O Masters of Voices nasceu com uma proposta pouco comum: colocar no mesmo palco quatro grandes vocalistas que construíram carreiras em diferentes vertentes do rock e do heavy metal. E o projeto mostrou que a reunião vai muito além do peso dos nomes envolvidos.
Estive presente no show realizado no sábado, 18 de julho, no Tokio Marine Hall, em São Paulo, para conferir de perto o Masters of Voices. No palco, Eric Martin, Tim “Ripper” Owens, Edu Falaschi e Jeff Scott Soto apresentaram sets individuais, unidos por uma banda de altíssimo nível e por um repertório capaz de agradar fãs das mais diversas vertentes do rock e do heavy metal.
Apesar de o Tokio Marine Hall não estar lotado, quem compareceu fez bastante barulho e entrou no clima desde o início. Em nenhum momento houve disputa por protagonismo. Cada vocalista teve seu espaço, enquanto Felipe Andreoli, Marcelo Barbosa, Leo Mancini e Edu Cominato seguraram o show com muita técnica e entrosamento.

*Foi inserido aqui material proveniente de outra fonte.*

PR #581, opened 2021-04-27
Fixes #32107 - job invocation create API should work with the feature param

jturel:
I'll need someone to verify the correctness of the change I made here. The tests I removed assert that the job invocations API should take `host_ids` as an input but that param  is undocumented. I think those tests were meant to describe the behavior of `JobInvocationComposer.for_feature` so I updated the tests accordingly, while also updating the controller to correctly pass the `search_query` param into `for_feature`

### DIFF
--- a/app/controllers/api/v2/job_invocations_controller.rb
+++ b/app/controllers/api/v2/job_invocations_controller.rb
@@ -80,18 +80,15 @@ module Api
       api :POST, '/job_invocations/', N_('Create a job invocation')
       param_group :job_invocation, :as => :create
       def create
-        if job_invocation_params[:feature].present?
-          composer = composer_for_feature
-        else
-          validate_template
-          composer = JobInvocationComposer.from_api_params(
-            job_invocation_params
-          )
-        end
+        composer = JobInvocationComposer.from_api_params(
+          job_invocation_params
+        )
         composer.trigger!
         @job_invocation = composer.job_invocation
         @hosts = @job_invocation.targeting.hosts
         process_response @job_invocation
+      rescue JobInvocationComposer::JobTemplateNotFound, JobInvocationComposer::FeatureNotFound => e
+        not_found(error: { message: e.message })
       end
 
       api :GET, '/job_invocations/:id/hosts/:host_id', N_('Get output for a host')
@@ -190,19 +187,19 @@ module Api
         not_found({ :error => { :message => (_("Host with id '%{id}' was not found") % { :id => params['host_id'] }) } })
       end
 
-      def validate_template
-        JobTemplate.authorized(:view_job_templates).find(job_invocation_params['job_template_id'])
-      rescue ActiveRecord::RecordNotFound
-        not_found({ :error => { :message => (_("Template with id '%{id}' was not found") % { :id => job_invocation_params['job_template_id'] }) } })
-      end
-
       def job_invocation_params
         return @job_invocation_params if @job_invocation_params.present?
 
         job_invocation_params = params.fetch(:job_invocation, {}).dup
+
+        if job_invocation_params[:feature].present? && job_invocation_params[:job_template_id].present?
+          raise _("Only one of feature or job_template_id can be specified")
+        end
+
         if job_invocation_params.key?(:ssh)
           job_invocation_params.merge!(job_invocation_params.delete(:ssh).permit(:effective_user))
         end
+
         job_invocation_params[:inputs] ||= {}
         job_invocation_params[:inputs].permit!
         permit_provider_inputs job_invocation_params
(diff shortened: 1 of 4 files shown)


jturel:
@adamruzicka will please you kick off the tests for me?

app/controllers/api/v2/job_invocations_controller.rb
```diff
@@ -201,7 +201,7 @@ def job_invocation_params
       def composer_for_feature
         JobInvocationComposer.for_feature(
           job_invocation_params[:feature],
-          job_invocation_params[:host_ids],
+          job_invocation_params[:search_query],
```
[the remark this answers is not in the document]
jturel: No problem at all. Should I add host_ids as a param to the controller method with the description stating that it's deprecated ?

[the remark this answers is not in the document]
adamruzicka: If I remember correctly the original purpose of it was to allow katello's angular ui to trigger rex jobs for package actions. The param wasn't exposed because if was considered internal. I can't really say that I like the idea of documenting a param which shouldn't be used by the wider public just to deprecate it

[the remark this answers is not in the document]
jturel: Ok. Katello doesn't use the REST API but rather we call JobInvocationComposer directly. We do send host ids, though.

jturel:
@adamruzicka updated!

app/controllers/api/v2/job_invocations_controller.rb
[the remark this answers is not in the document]
adamruzicka: I may be misremembering or it might be something that was there some years ago but was eventually removed.

adamruzicka (changes requested):
When triggering a job using a feature through the api, all scheduling params are ignored. I'd expect it to behave the same way as when one explicitly provides a template id instead of a feature

jturel:
@adamruzicka i removed usage of `for_feature` from the API and enhanced `from_api_params` to maintain backward compatibility with the host_ids param. I think I got it right?

app/models/job_invocation_composer.rb
```diff
@@ -96,6 +96,13 @@ class ApiParams
 
     def initialize(api_params)
       @api_params = api_params
+
+      api_params[:targeting_type] ||= Targeting::STATIC_TYPE
```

Eric Martin abriu a noite apostando exclusivamente nos clássicos do Mr. Big. Simpático desde a primeira música, conversou diversas vezes com o público, arriscou palavras em português e mostrou que continua dominando a arte de conduzir uma plateia. As baladas “Wild World” e “To Be With You” transformaram o Tokio Marine Hall em um grande coro, enquanto faixas mais pesadas como “Daddy, Brother, Lover, Little Boy” e “Colorado Bulldog” lembraram por que sua voz continua sendo uma das mais marcantes do hard rock.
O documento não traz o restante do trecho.